Hacker News new | ask | show | jobs
by abdullahkhalids 2016 days ago
> How can Plausible Analytics count unique visitors without cookies?

> So if you don’t use cookies how do you count the number of website visitors and report on metrics such as the number of unique users?

> Instead of tagging users with cookies, we count the number of unique IP addresses that accessed your website. Counting IP addresses is an old-school method that was used before the modern age of JavaScript snippets and tracking cookies.

> Since IP addresses are considered personal data under GDPR, we anonymize them using a one-way cryptographic hash function. This generates a random string of letters and numbers that is used to calculate unique visitor numbers for the day. Old salts are deleted to avoid the possibility of linking visitor information from one day to the next. We never store IP addresses in our database or logs.

...

> In our testing, using IP addresses to count visitors is remarkably accurate when compared to using a cookie. Total unique visitor counts were within 10% error range with IP-based counting usually showing lower numbers.

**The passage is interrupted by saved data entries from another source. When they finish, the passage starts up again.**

PR #3039, opened 2024-08-05
infra: improve CI preflight warning message

### LINKED ISSUE #1840: github-actions bot also triggers when build step failed
### Pre-Checks

### Describe the bug

This is an `infra` bug in our CI

The github-actions bot also triggers when build step failed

From here: https://plausible.io/blog/google-analytics-cookies#can-you-g...

2 comments

A one way hash of an IPv4 address is no more private than the address itself. If you know the has algorithm, you can build a rainbow table of all the hashes in under a second. Even with a random salt it doesn't take long to build a rainbow table with all possible salts.
Doesn't that depend on the size of the salt?
To an extent, but there are easy ways to cut the search space. For example, you could make a unique request with garbage on it from a known IP every day, and then all you have to do is build a rainbow table for that one IP to find out what the salt is for each day, and then you can fully reconstruct the logs.
If the salt is a random 64bit number (for example) then "finding out" the salt is not trivial.
And unless I'm missing something, it seems easy to add plenty of bits to the salt until it's no longer practical to reverse.
@mattlondon: The salt is known to plausible, that is the only way someone can hash it.
This would be woefully inaccurate for websites with a large amount of mobile traffic (because of CGNAT), or university traffic, or etc.
Don't universities have a huge number of IPs because they were the first to use internet ?

Mine gives one public ipv4 per device that access the internet on the network (with some exceptions). Strategies varies but if you have a lot of addresses why not use them.

That might be true for some US universities, but it's definitely not true for the rest of the world.
According to Google, IPv6 traffic is up to 30% these days.